Look through the listing below and report the lines that have the word "formatted" in them.

→ **Data for this exercise**:
------

PR #973, opened 2023-01-02
RDE (Runtime Defined Entities) framework support with RDE Type resource and data source (2/3)

adambarreiro:
## Overview

- This PR builds on top of #965
- This PR requires https://github.com/vmware/go-vcloud-director/pull/545

This PR adds a new resource and data source **vcd_rde_type** to be able to create, read, update and delete Runtime Defined Entity types, and also to import existing ones into Terraform state.

A RDE type specifies what a RDE looks like. Once created, you can create as many instances of the RDE type as you want. The RDE types may need of the usage of **vcd_rde_interface** references (#965)

## Design details

- Same as RDE Interfaces implemented in #965, in the data source, to fetch a RDE Type unequivocally one needs the `vendor`, `nss` and `version`. This is because this 3-tuple assembles the RDE Type URN/ID. The `name` here is not as important as in other data sources we have, it acts more like a "friendly" way to refer to the RDE Type, but one needs to be careful as **different** 3-tuples (vendor, namespace, version) **can have the same name**.
  In other words, we can't use `name` to fetch RDE type for the data source because it can be non-unique.

- Due to a current buggy behaviour I experienced using RDE Type API that causes a race condition, every RDE Type operation that writes something into VCD DB must be executed in mutual exclusion. The mutex key is still to be decided, right now is just a generic key that forces all writes to be sequential. If the key is improved, performance could be improved as well.

- Some attributes are immutable, meaning that doing a PUT to the URN with changed values doesn't have any effect, despite being answered with a 204. In consequence, these immutable attributes have `ForceNew: true` to force re-creation.

- To import an existing RDE Type from VCD into Terraform state, one needs to build an URN like `vendor.namespace.version`. As version follows SemVer, the identifier results in something like `vmware.kubernetes.1.0.0` which can be visually odd. The usage of `.` as separator can be changed with `VCD_IMPORT_SEPARATOR`, but as with the data source, one requires the version to unequivocally identify the RDE type.

## Tests run

- [x] go test -tags rde -v -run "TestAccVcdRdeTypeDS" on VCD 10.4.1
- [x] go test -tags rde -v -run "TestAccVcdRdeType" on VCD 10.4.1
- [x] go test -tags rde -v -run "TestAccVcdRdeTypeDS" on VCD 10.3.0
- [x] go test -tags rde -v -run "TestAccVcdRdeType" on VCD 10.3.0
- [x] go test -tags functional -v -run "TestAccDataSourceNotFound" on VCD 10.4.1
- [x] go test -tags functional -v -run "TestAccDataSourceNotFound" on VCD 10.3.0
- [x] ./test-binary.sh names 'vcd.TestAccVcdRde*.tf' on VCD 10.4.1
- [x] ./test-binary.sh names 'vcd.TestAccVcdRde*.tf' on VCD 10.3.0
- [x] Run all acceptance tests on VCD 10.3.0
- [x] Run all acceptance tests on VCD 10.4.1

## RDE saga:

- Defined Interfaces PR: #965
- RDEs PR: #977


vcd/resource_vcd_rde_type_test.go
```diff
@@ -0,0 +1,241 @@
...
+		"ProviderVcdSystem":   providerVcdSystem,
+		"ProviderVcdOrg1":     providerVcdOrg1,
+		"Nss":                 "nss",
+		"Version":             "1.0.0",
+		"Vendor":              "vendor",
+		"Name":                t.Name(),
+		"Description":         "Created by " + t.Name(),
+		"InterfaceReferences": "vcd_rde_interface.rde_interface1.id",
+		"SchemaPath":          getCurrentDir() + "/../test-resources/rde_type.json",
+		"SchemaUrl":           "https://raw.githubusercontent.com/adambarreiro/terraform-provider-vcd/add-rde-support-2/test-resources/rde_type.json", // FIXME
```
adambarreiro, line 30: Reminder to set final URL here. Or if you have any other suggestion, let me know

go.mod
```diff
@@ -59,3 +59,5 @@ require (
 	google.golang.org/grpc v1.50.1 // indirect
 	google.golang.org/protobuf v1.28.1 // indirect
 )
+
```
lvirbalas, line 62: Changelog entry missing?

vcd/datasource_vcd_rde_type.go
```diff
@@ -0,0 +1,74 @@
...
+			},
+			"nss": {
+				Type:        schema.TypeString,
+				Required:    true,
+				Description: "A unique namespace associated with the Runtime Defined Entity type",
+			},
+			"version": {
+				Type:        schema.TypeString,
+				Required:    true,
+				Description: "The version of the Runtime Defined Entity type. The version string follows semantic versioning rules",
```
lvirbalas, line 26: Just a thought: maybe we should add in the three Descriptions above that these three properties compose a single unique key?

vcd/datasource_vcd_rde_type.go
```diff
@@ -0,0 +1,74 @@
...
+			},
+			"description": {
+				Type:        schema.TypeString,
+				Computed:    true,
+				Description: "The description of the Runtime Defined Entity type",
+			},
+			"external_id": {
+				Type:        schema.TypeString,
+				Computed:    true,
+				Description: "An external entity's id that this definition may apply to",
```
lvirbalas, line 54:
```suggestion
				Description: "An external entity's ID that this definition may apply to",
```

vcd/resource_vcd_rde_type.go
```diff
@@ -0,0 +1,337 @@
...
+				Type:        schema.TypeString,
+				Required:    true,
+				ForceNew:    true,
+				Description: "The vendor name for the Runtime Defined Entity Type",
+			},
+			"nss": {
+				Type:        schema.TypeString,
+				Required:    true,
+				ForceNew:    true,
+				Description: "A unique namespace associated with the Runtime Defined Entity Type",
```
lvirbalas, line 43: Same thought as above: maybe we should add in the three Descriptions above that these three properties compose a single unique key?

vcd/resource_vcd_rde_type.go
```diff
@@ -0,0 +1,337 @@
...
+			},
+			"description": {
+				Type:        schema.TypeString,
+				Optional:    true,
+				Description: "The description of the Runtime Defined Entity Type",
+			},
+			"external_id": {
+				Type:        schema.TypeString,
+				Optional:    true,
+				Description: "An external entity's id that this definition may apply to",
```
lvirbalas, line 82:
```suggestion
				Description: "An external entity's ID that this definition may apply to",
```

vcd/resource_vcd_rde_type_test.go
lvirbalas: We need your bot to capture "https://raw.githubusercontent.com" links :)

website/docs/r/rde_type.html.markdown
```diff
@@ -0,0 +1,107 @@
...
+---
+
+# vcd\_rde\_type
+
+Provides the capability of creating, updating, and deleting Runtime Defined Entity types in VMware Cloud Director.
+Requires system administrator privileges.
+
+Supported in provider *v3.9+*
+
+## Example Usage with a schema file
```
lvirbalas, line 16:
```suggestion
## Example Usage with a local schema file
```

website/docs/r/rde_type.html.markdown
```diff
@@ -0,0 +1,107 @@
...
+  vendor        = "vmware"
+  nss           = "vcd"
+  version       = "4.5.6"
+  name          = "My VMware RDE Type"
+  interface_ids = [data.vcd_rde_interface.my_interface.id]
+  schema        = file("${path.module}/schemas/my-type-schema.json")
+}
+```
+
+## Example Usage with a URL that contains a schema file
```
lvirbalas, line 35:
```suggestion
## Example Usage with a URL hosting the schema file
```

website/docs/r/rde_type.html.markdown
```diff
@@ -0,0 +1,107 @@
...
+  name          = "My VMware RDE Type"
+  interface_ids = [data.vcd_rde_interface.my_interface.id]
+  schema_url    = "https://just.an-example.com/schemas/my-type-schema.json"
+}
+```
+
+## Argument Reference
+
+The following arguments are supported:
+
```
lvirbalas, line 57: Looks like we need a similar message here about the 3-tuple as you had here:
https://github.com/vmware/terraform-provider-vcd/blob/main/website/docs/r/rde_interface.html.markdown#argument-reference

website/docs/r/rde_type.html.markdown
```diff
@@ -0,0 +1,107 @@
...
+* `vendor` - (Required) The vendor of the Runtime Defined Entity Type.
+* `nss` - (Required) A unique namespace associated with the Runtime Defined Entity Type.
+* `version` - (Required) The version of the Runtime Defined Entity Type. Must follow [semantic versioning](https://semver.org/) syntax.
+* `name` - (Required) The name of the Runtime Defined Entity Type.
+* `description` - (Optional) The description of the Runtime Defined Entity Type.
+* `interface_ids` - (Optional) The set of [Defined Interfaces](/providers/vmware/vcd/latest/docs/resources/rde_interface) that this Runtime Defined Entity Type will use.
+* `schema` - (Optional) A string that specifies a valid JSON schema. It can be retrieved with functions such as `file`, `templatefile`... Either `schema` or `schema_url` is required.
```
lvirbalas, line 64: What is the thought behind having the three dots here: "`templatefile`..."?

website/docs/r/rde_type.html.markdown
```diff
@@ -0,0 +1,107 @@
...
+* `schema_url` - (Optional) The URL that points to a valid JSON schema. Either `schema` or `schema_url` is required.
+  If `schema_url` is used, the downloaded schema will be computed in the `schema` attribute.
+* `external_id` - (Optional) An external entity's id that this Runtime Defined Entity Type may apply to.
```
lvirbalas, line 67:
```suggestion
* `external_id` - (Optional) An external entity's ID that this Runtime Defined Entity Type may apply to.
```

website/docs/r/rde_type.html.markdown
```diff
@@ -0,0 +1,107 @@
...
+   Provides the capability of creating, updating, and deleting Runtime Defined Entity types in VMware Cloud Director.
+---
+
+# vcd\_rde\_type
+
+Provides the capability of creating, updating, and deleting Runtime Defined Entity types in VMware Cloud Director.
+Requires system administrator privileges.
+
+Supported in provider *v3.9+*
+
```
lvirbalas, line 15: Would we want to add a note about operations on RDE type being run in serial due to API? Or is that too much for the user for this use case? How long does it take to create these types in practice?

CC: @dataclouder @Didainius @adezxc

lvirbalas (changes requested):
Just some suggestions, looks great overall!

go.mod
adambarreiro: Yeah, indeed. Added!
Thanks!

website/docs/r/rde_type.html.markdown
adambarreiro: I don't think it's needed, even they run sequentially they're created almost immediately. It is not like VMs, for example, which require some time to be created.

go.mod
adambarreiro: Yeah, indeed. Added!
Thanks!

website/docs/r/rde_type.html.markdown
adambarreiro: I don't think it's needed, even they run sequentially they're created almost immediately. It is not like VMs, for example, which require some time to be created.

website/docs/r/rde_type.html.markdown
adambarreiro: Maybe I should put `etc` instead.

vcd/datasource_vcd_rde_type.go
adambarreiro: Done, also in `rde_interface`.

vcd/datasource_vcd_rde_type.go
adambarreiro: Changed, thanks!

vcd/resource_vcd_rde_type.go
adambarreiro: Done, same in `rde_interface`.

vcd/resource_vcd_rde_type.go
adambarreiro: Changed, thanks!

website/docs/r/rde_type.html.markdown
adambarreiro: Changed, thanks!

website/docs/r/rde_type.html.markdown
adambarreiro: Changed, thanks!

website/docs/r/rde_type.html.markdown
adambarreiro: Added.

website/docs/r/rde_type.html.markdown
adambarreiro: Changed, thanks!

website/docs/r/rde_type.html.markdown
Didainius: I was going to say we don't need that, but just thinking if there can ever be such situation that RDE types are created from different Terraform instances (then locks will not work).

Not sure if we're too cautious here.

vcd/resource_vcd_rde_type.go
```diff
@@ -0,0 +1,337 @@
...
+			return nil, fmt.Errorf("could not download JSON schema from url %s: %s", url, err)
+		}
+	} else {
+		jsonSchema = d.Get("schema").(string)
+	}
+
+	var unmarshalledJson map[string]interface{}
+	err = json.Unmarshal([]byte(jsonSchema), &unmarshalledJson)
+	if err != nil {
+		return nil, err
```
Didainius, line 157: the error message could give some context ("failed unmarshalling schema: %s" or something similar) here as it will be returned bare without any context if it fails here

vcd/resource_vcd_rde_type.go
```diff
@@ -0,0 +1,337 @@
...
+// fileFromUrlToString checks that the given url is correct and points to a given file type,
+// if so it downloads its contents and returns it as string.
+func fileFromUrlToString(url, fileType string) (string, error) {
+	if !strings.HasSuffix(url, fileType) {
+		return "", fmt.Errorf("it was expecting the URL to point to a %s file but it was %s", fileType, url)
+	}
+	buf := new(strings.Builder)
+
+	// #nosec G107 -- The URL needs to come from a variable for this purpose
+	resp, err := http.Get(url)
```
Didainius, line 183: It is sort of stupid here, but you need to at least initialize client with timeout as it might hang forever https://medium.com/@nate510/don-t-use-go-s-default-http-client-4804cb19f779

Or maybe access the same initialized HTTP client from  go-vcloud-director `vcdClient.Client.Http.Get`

vcd/resource_vcd_rde_type.go
```diff
@@ -0,0 +1,337 @@
...
+	}
+	defer func() {
+		if err := resp.Body.Close(); err != nil {
+			util.Logger.Printf("[ERROR] fileFromUrlToString: Could not close HTTP response body: %s", err)
+		}
+	}()
+	if resp.StatusCode != http.StatusOK {
+		return "", fmt.Errorf("could not get file from URL %s, got status %s", url, resp.Status)
+	}
+	_, err = io.Copy(buf, resp.Body)
```
Didainius, line 195: Just an option - you could use `io.ReadAll(resp.Body)` for simplicity

vcd/structure.go
```diff
@@ -200,6 +203,42 @@ func contains(sliceToSearch []string, searched string) bool {
...
+
+// areMarshaledJsonEqual compares that two marshaled JSON strings are equal or not. Returns an error if something
+// wrong happens when compacting both for comparison.
+func areMarshaledJsonEqual(json1, json2 []byte) (bool, error) {
+	if !json.Valid(json1) {
+		return false, fmt.Errorf("not a valid JSON: '%s'", json1)
+	}
+	if !json.Valid(json2) {
+		return false, fmt.Errorf("not a valid JSON: '%s'", json2)
+	}
```
Didainius, line 228: Would possibly be good to differentiate these errors somehow (even "not a valid JSON 1", "not a valid JSON 2") could work as it would help troubleshooting should such an error be ever hit

vcd/structure.go
```diff
@@ -200,6 +203,42 @@ func contains(sliceToSearch []string, searched string) bool {
...
+
+	var unmarshaledJson1, unmarshaledJson2 interface{}
+	err := json.Unmarshal(json1, &unmarshaledJson1)
+	if err != nil {
+		return false, fmt.Errorf("could not unmarshal JSON '%s': %s", json1, err)
```
Didainius, line 233: Similar request as above to differentiate error messages for easier troubleshooting :)

Didainius (changes requested):
Looks good - a few inline comments

website/docs/r/rde_type.html.markdown
lvirbalas: Too small probability for now, IMHO.

website/docs/r/rde_type.html.markdown
lvirbalas: Thanks. Maybe also "with functions" -> "with Terraform functions"?

vcd/resource_vcd_rde_type.go
lvirbalas: FYI: @adezxc (just for reference)

lvirbalas (approved):

vcd/resource_vcd_rde_type.go
adambarreiro: Fixed, thanks!

vcd/resource_vcd_rde_type.go
adambarreiro: Changed!

vcd/structure.go
adambarreiro: True, changed.

vcd/structure.go
adambarreiro: True, changed.

Didainius (approved):
Thanks.
I have tried to create 200 of `vcd_rde_type` - it all worked. While it is sequential - it is quite fast.

Also imitated an error for schema_url which worked good:
```
vcd_rde_type.my_rde_type[66]: Creation complete after 15s [id=urn:vcloud:type:vmware:vcd:4.66.6]
╷
│ Error: could not download JSON schema from url http://localhost:9000/rde_type.json: Get "http://localhost:9000/rde_type.json": read tcp 127.0.0.1:64098->127.0.0.1:9000: read: connection reset by peer
│ 
│   with vcd_rde_type.my_rde_type[6],
│   on vcd.TestAccVcdRdeDefinedInterface.tf line 38, in resource "vcd_rde_type" "my_rde_type":
│   38: resource "vcd_rde_type" "my_rde_type" {
│ 
╵
```

vcd/resource_vcd_rde_type.go
```diff
@@ -0,0 +1,344 @@
...
+				Computed:    true,
+				Description: "True if the Runtime Defined Entity Type cannot be modified",
+			},
+		},
+	}
+}
+
+// hasJsonValueChanged tells Terraform whether the JSON schema set in HCL configuration (which can have whatever identation and other quirks)
+// matches the obtained JSON from VCD.
+func hasJsonValueChanged(key, oldValue, newValue string, _ *schema.ResourceData) bool {
```
adezxc, line 107: I'm not sure how it's done in other files, but would it make sense to have it in a more general file like `structure.go`?

adezxc (approved):

vcd/resource_vcd_rde_type.go
```diff
@@ -0,0 +1,344 @@
...
+			"name": {
+				Type:        schema.TypeString,
+				Required:    true,
+				Description: "The name of the Runtime Defined Entity Type",
+			},
+			"vendor": {
+				Type:         schema.TypeString,
+				Required:     true,
+				ForceNew:     true,
+				ValidateFunc: validation.StringMatch(regexp.MustCompile(`(?i)^[a-z0-9_-]+$`), "only alphanumeric characters, underscores and hyphens allowed"),
```
dataclouder, line 39: Since this validation is used several times, we should make a permanent one in `validate_func.go`

vcd/resource_vcd_rde_type.go
```diff
@@ -0,0 +1,344 @@
...
+			"readonly": {
+				Type:        schema.TypeBool,
+				Computed:    true,
+				Description: "True if the Runtime Defined Entity Type cannot be modified",
+			},
+		},
+	}
+}
+
+// hasJsonValueChanged tells Terraform whether the JSON schema set in HCL configuration (which can have whatever identation and other quirks)
```
dataclouder, line 105:
```suggestion
// hasJsonValueChanged tells Terraform whether the JSON schema set in HCL configuration (which can have whatever indentation and other quirks)
```

vcd/resource_vcd_rde_type.go
```diff
@@ -0,0 +1,344 @@
...
+	}
+	return nil
+}
+
+// resourceVcdRdeTypeImport is responsible for importing the resource.
+// The following steps happen as part of import
+// 1. The user supplies `terraform import _resource_name_ _the_id_string_` command
+// 2. `_the_id_string_` contains a dot formatted path to resource as in the example below
+// 3. The functions splits the dot-formatted path and tries to lookup the object
+// 4. If the lookup succeeds it set's the ID field for `_resource_name_` resource in state file
```
dataclouder, line 321:
```suggestion
// 4. If the lookup succeeds it sets the ID field for `_resource_name_` resource in state file
```

vcd/structure.go
```diff
@@ -200,6 +203,42 @@ func contains(sliceToSearch []string, searched string) bool {
...
+	compactedJson := new(bytes.Buffer)
+	err = json.Compact(compactedJson, rawJson)
+	if err != nil {
+		return "", err
+	}
+	return compactedJson.String(), nil
+}
+
+// areMarshaledJsonEqual compares that two marshaled JSON strings are equal or not. Returns an error if something
+// wrong happens when compacting both for comparison.
```
dataclouder, line 221: We are actually not compacting the two items, but encoding them

vcd/structure.go
```diff
@@ -200,6 +203,42 @@ func contains(sliceToSearch []string, searched string) bool {
...
+func areMarshaledJsonEqual(json1, json2 []byte) (bool, error) {
```
dataclouder, line 222: It would be worth adding a unit test for both `areMarshaledJsonEqual` and `jsonToCompact`

vcd/resource_vcd_rde_type.go
adambarreiro: True, I refactored it into the `validateAlphanumericWithUnderscoresAndHyphens` function.

vcd/resource_vcd_rde_type.go
adambarreiro: Fixed, thanks for spotting that!

vcd/resource_vcd_rde_type.go
adambarreiro: Fixed, thanks again for spotting that!

vcd/structure.go
adambarreiro: True, that was some sort of leftover that I forgot to change. Thanks for spotting it!

vcd/structure.go
adambarreiro: Added a new file `structure_unit_test.go` with a couple of unit tests.

website/docs/r/rde_type.html.markdown
adambarreiro: Done!

vcd/resource_vcd_rde_type_test.go
adambarreiro: Changed, time to merge.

------

→ **Answer to this exercise**:
+// 2. `_the_id_string_` contains a dot formatted path to resource as in the example below
+// 3. The functions splits the dot-formatted path and tries to lookup the object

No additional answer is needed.